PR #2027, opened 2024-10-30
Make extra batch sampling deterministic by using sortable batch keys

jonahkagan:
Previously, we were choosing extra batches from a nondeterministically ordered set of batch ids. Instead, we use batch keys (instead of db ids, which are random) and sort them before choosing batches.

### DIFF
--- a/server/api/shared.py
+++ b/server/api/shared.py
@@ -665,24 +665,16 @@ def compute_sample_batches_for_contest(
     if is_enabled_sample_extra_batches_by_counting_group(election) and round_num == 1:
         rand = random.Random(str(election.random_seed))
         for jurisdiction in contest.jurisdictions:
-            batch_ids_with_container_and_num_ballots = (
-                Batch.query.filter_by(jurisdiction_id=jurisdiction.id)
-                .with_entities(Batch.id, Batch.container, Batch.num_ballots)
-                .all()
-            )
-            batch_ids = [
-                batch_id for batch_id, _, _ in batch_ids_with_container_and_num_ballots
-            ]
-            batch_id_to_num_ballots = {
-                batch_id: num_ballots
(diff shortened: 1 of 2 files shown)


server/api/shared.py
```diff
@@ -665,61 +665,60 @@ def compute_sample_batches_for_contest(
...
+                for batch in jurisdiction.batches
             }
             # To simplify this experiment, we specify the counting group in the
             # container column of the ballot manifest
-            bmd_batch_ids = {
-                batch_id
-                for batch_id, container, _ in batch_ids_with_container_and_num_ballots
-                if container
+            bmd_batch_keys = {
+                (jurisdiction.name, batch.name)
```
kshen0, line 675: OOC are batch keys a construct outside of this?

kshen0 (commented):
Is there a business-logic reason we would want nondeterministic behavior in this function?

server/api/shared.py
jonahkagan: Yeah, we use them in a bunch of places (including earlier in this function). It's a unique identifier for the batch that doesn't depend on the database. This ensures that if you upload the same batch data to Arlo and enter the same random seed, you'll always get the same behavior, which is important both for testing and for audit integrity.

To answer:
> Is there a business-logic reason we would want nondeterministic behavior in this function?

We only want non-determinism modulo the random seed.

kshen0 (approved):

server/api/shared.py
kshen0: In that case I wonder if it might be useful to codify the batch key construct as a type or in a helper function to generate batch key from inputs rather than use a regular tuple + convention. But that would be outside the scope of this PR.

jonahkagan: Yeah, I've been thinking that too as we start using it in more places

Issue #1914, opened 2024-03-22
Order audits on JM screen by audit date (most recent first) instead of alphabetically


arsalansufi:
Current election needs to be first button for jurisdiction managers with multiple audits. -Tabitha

○ ○ ○ ○ ○ ○ ○

*WHAT THE TASK REQUIRES:* With no line skipped, copy the entries exactly as written.

*RESPONSE TO THE TASK:*
PR #2027, opened 2024-10-30
Make extra batch sampling deterministic by using sortable batch keys

jonahkagan:
Previously, we were choosing extra batches from a nondeterministically ordered set of batch ids. Instead, we use batch keys (instead of db ids, which are random) and sort them before choosing batches.

### DIFF
--- a/server/api/shared.py
+++ b/server/api/shared.py
@@ -665,24 +665,16 @@ def compute_sample_batches_for_contest(
     if is_enabled_sample_extra_batches_by_counting_group(election) and round_num == 1:
         rand = random.Random(str(election.random_seed))
         for jurisdiction in contest.jurisdictions:
-            batch_ids_with_container_and_num_ballots = (
-                Batch.query.filter_by(jurisdiction_id=jurisdiction.id)
-                .with_entities(Batch.id, Batch.container, Batch.num_ballots)
-                .all()
-            )
-            batch_ids = [
-                batch_id for batch_id, _, _ in batch_ids_with_container_and_num_ballots
-            ]
-            batch_id_to_num_ballots = {
-                batch_id: num_ballots
(diff shortened: 1 of 2 files shown)


server/api/shared.py
```diff
@@ -665,61 +665,60 @@ def compute_sample_batches_for_contest(
...
+                for batch in jurisdiction.batches
             }
             # To simplify this experiment, we specify the counting group in the
             # container column of the ballot manifest
-            bmd_batch_ids = {
-                batch_id
-                for batch_id, container, _ in batch_ids_with_container_and_num_ballots
-                if container
+            bmd_batch_keys = {
+                (jurisdiction.name, batch.name)
```
kshen0, line 675: OOC are batch keys a construct outside of this?

kshen0 (commented):
Is there a business-logic reason we would want nondeterministic behavior in this function?

server/api/shared.py
jonahkagan: Yeah, we use them in a bunch of places (including earlier in this function). It's a unique identifier for the batch that doesn't depend on the database. This ensures that if you upload the same batch data to Arlo and enter the same random seed, you'll always get the same behavior, which is important both for testing and for audit integrity.

To answer:
> Is there a business-logic reason we would want nondeterministic behavior in this function?

We only want non-determinism modulo the random seed.

kshen0 (approved):

server/api/shared.py
kshen0: In that case I wonder if it might be useful to codify the batch key construct as a type or in a helper function to generate batch key from inputs rather than use a regular tuple + convention. But that would be outside the scope of this PR.

jonahkagan: Yeah, I've been thinking that too as we start using it in more places

Issue #1914, opened 2024-03-22
Order audits on JM screen by audit date (most recent first) instead of alphabetically


arsalansufi:
Current election needs to be first button for jurisdiction managers with multiple audits. -Tabitha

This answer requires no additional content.